Valproic acid (1.0 mmol, 0.1442 g) was dissolved in toluene (20 mL), after which thionyl chloride in excess (1.2 mmol, 0.087 mL) was added to the solution. The mixture was refluxed at 110–115 °C for 2 h to promote conversion of the carboxylic acid to the corresponding acid chloride. Upon completion, excess toluene and volatile byproducts were removed under reduced pressure using rotary evaporation. The resulting residue was then dissolved in dichloromethane for use in the subsequent reaction step, without further purification.

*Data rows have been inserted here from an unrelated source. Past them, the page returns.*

PR #1785, opened 2021-08-09
Split non-uniform indexing into two different features

cwfitzgerald:
**Connections**

Follows up to #1522 with a combination that was missed.

**Description**

Intel/Windows supports SampledTexture and StorageBuffer non-uniform indexing, but not the rest.

**Testing**

wgpu-info and rend3.

### DIFF
--- a/wgpu-hal/src/metal/adapter.rs
+++ b/wgpu-hal/src/metal/adapter.rs
@@ -864,7 +864,9 @@ impl super::PrivateCapabilities {
             | F::TEXTURE_ADAPTER_SPECIFIC_FORMAT_FEATURES;
 
         features.set(
-            F::TEXTURE_BINDING_ARRAY | F::RESOURCE_BINDING_ARRAY_NON_UNIFORM_INDEXING,
+            F::TEXTURE_BINDING_ARRAY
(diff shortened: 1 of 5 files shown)


kvark:
Do we need something prettier and more generic here?
```rust
struct ResourceIndexing {
  Forbidden,
  Uniform,
  NonUniform,
}

struct ResourceIndexingFeatures {
  uniform_buffers: ResourceIndexing,
  storage_buffers: ResourceIndexing,
  textures: ResourceIndexing,
  storage_textures: ResourceIndexing,
}
```

cwfitzgerald:
That definitely would be a lot cleaner, we just currently don't have an endpoint for this. Should we make the bitflags `FeatureFlags` and have the top level Features be a struct similar to the downlevel features?

kvark:
I want to say yes, but I'm also a bit worried that this would make us diverge from the upstream API in the future where the upstream gets similar features :/

kvark:
Actually, it's probably going to be a year or so till the upstream gets this, so we should just pick what we think is reasonable.
Do you feel positive about such a change? If yes, let's try it. If no, we can land the PR.

cwfitzgerald:
We're bors less now

kvark (approved):

PR #1786, opened 2021-08-10
Surface returning textures instead of views

kvark:
**Connections**
Follow-up to #1780
https://github.com/webgpu-native/webgpu-headers/issues/89

**Description**
Aligns to both wgpu-hal and WebGPU upstream API better.

**Testing**
Examples


kvark:
One blocker here is figuring out when/how to properly encode the pipeline barrier of a surface texture that transitions it into `PRESENT` state. Previous approach was limited and essentially a hack (derive the barriers from load/store ops).
I'm thinking that the surface texture isn't going to be globally tracked by the device, and instead it will be considered to always be in PRESENT state at the end of *any* command buffer.

kvark:
Should be ready now. Tested on Metal and Vulkan, no validation issues.

cwfitzgerald (approved):
Nothing in here stands out to me, as weird!

LGTM!

PR #1795, opened 2021-08-13
Remove caching from the main action

kvark:
**Connections**
Seeing how much time is spent in writing caches for #1794

**Description**
Optimize our build times. Maybe the caching isn't worth it?

**Testing**
Let's see the CI log!


kvark:
CI times appear to be around the same but without really bad peaks:
- Windows: 19m -> 11m
- MacOS: 3m -> 6m
- iOS: 6m -> 4m
- Linux: 10m -> 10m
- Android: 2m -> 3m

PR #1810, opened 2021-08-17
Run tests in the CI for all workspace members

Imberflur:
**Connections**
None known

**Description**
The CI was not running unit tests on some of the crates. This PR expands this by replacing `-p player` with `--workspace --exclude wgpu`.

Note: I also added `--no-fail-fast` for these.

**Testing**
I ran the new test command locally and the CI should check to make sure it works.


Imberflur:
It looks like one of the doc tests may be failing to compile but this isn't triggering the CI to fail. https://github.com/gfx-rs/wgpu/pull/1810/checks?check_run_id=3347308424#step:10:477

kvark (approved):
thank you!

PR #1814, opened 2021-08-17
write_texture data offset

kocsis1david:
**Connections**
None

**Description**
When using the `write_texture` function, the `offset` parameter in `ImageDataLayout` was ignored.

**Testing**
I've run the cube example.


cwfitzgerald (changes requested):
Code looks fine. I'm not sure our validation is properly adjusting for the data offset though. Can you double check that the validation will properly fail if you go out of bounds on the buffer? We're using ptr::copy_nonoverlapping which is very unsafe if we miss.

kocsis1david:
The validation is good, it panics if you specify a wrong offset.

cwfitzgerald (approved):
Thanks!

PR #1819, opened 2021-08-18
Implement compressed textures in DX12

cwfitzgerald:
**Connections**

This simply implements compressed textures for DX12

**Description**

Just needed to properly upround all of sizes to the block size.

**Testing**

Skybox BC1 test now passes

### DIFF
--- a/wgpu-hal/src/dx12/command.rs
+++ b/wgpu-hal/src/dx12/command.rs
@@ -13,6 +13,18 @@ fn make_box(origin: &wgt::Origin3d, size: &crate::CopyExtent) -> d3d12::D3D12_BO
     }
 }
 
+fn upround_extent(size: crate::CopyExtent, block_size: u32) -> crate::CopyExtent {
+    debug_assert!(block_size.is_power_of_two());
+
+    let block_mask = block_size - 1;
+
+    crate::CopyExtent {
+        width: (size.width + block_mask) & !(block_mask),
+        height: (size.height + block_mask) & !(block_mask),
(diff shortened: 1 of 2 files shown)


wgpu-hal/src/dx12/command.rs
```diff
@@ -418,18 +433,21 @@ impl crate::CommandEncoder<super::Api> for super::CommandEncoder {
         };
         let raw_format = conv::map_texture_format(dst.format);
 
+        let block_size = dst.format.describe().block_dimensions.0 as u32;
         for r in regions {
-            let src_box = make_box(&wgt::Origin3d::ZERO, &r.size);
+            let uprounded_size = upround_extent(r.size, block_size);
```
kvark, line 438: Something is not right here. WebGPU spec [requires](https://gpuweb.github.io/gpuweb/#valid-texture-copy-range) that copy size is already a multiple of the block size:
> copySize.width must be a multiple of blockWidth.
> copySize.height must be a multiple of blockHeight.

So if it's already a multiple, we shouldn't be uprounding it.

kvark (changes requested):
This is great to see! There is a bit of a question here

wgpu-hal/src/dx12/command.rs
kvark: Discussed on the matrix, we'll need to rehaul this for all backends as a follow-up

kvark (approved):

kvark:
Published in wgpu-hal-0.10.3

3.2. Synthesis of N-(3-Methoxyphenethyl)-2-propylpentanamide 3

A solution of 3-methoxyphenylethylamine (1 mmol, 0.1512 g) in dichloromethane (20 mL) was prepared. To this solution, 2-propylpentanoyl chloride (1 mmol, 0.1626 g) was added. The resulting mixture was stirred at room temperature for 10 min, after that triethylamine (Et₃N, 0.168 mL, 1.2 mmol) was added dropwise to neutralize the hydrochloric acid byproduct and facilitate amide bond formation. The reaction was stirred continuously on an electromagnetic stirrer for 30 min. Progress of the reaction was monitored by thin-layer chromatography (petroleum ether/diethyl ether 1:1 (v/v)), confirming complete consumption of the amine starting material. Upon completion, the reaction mixture was washed with dilute aqueous hydrochloric acid (HCl:H₂O = 1:4), saturated aqueous sodium carbonate (Na₂CO₃), and brine. The organic phase was separated, dried over anhydrous sodium sulfate, and concentrated under reduced pressure. The crude product was purified by short-column chromatography on neutral aluminum oxide (Al₂O₃) using CH₂Cl₂ as the eluent to afford the new hybrid molecule 3.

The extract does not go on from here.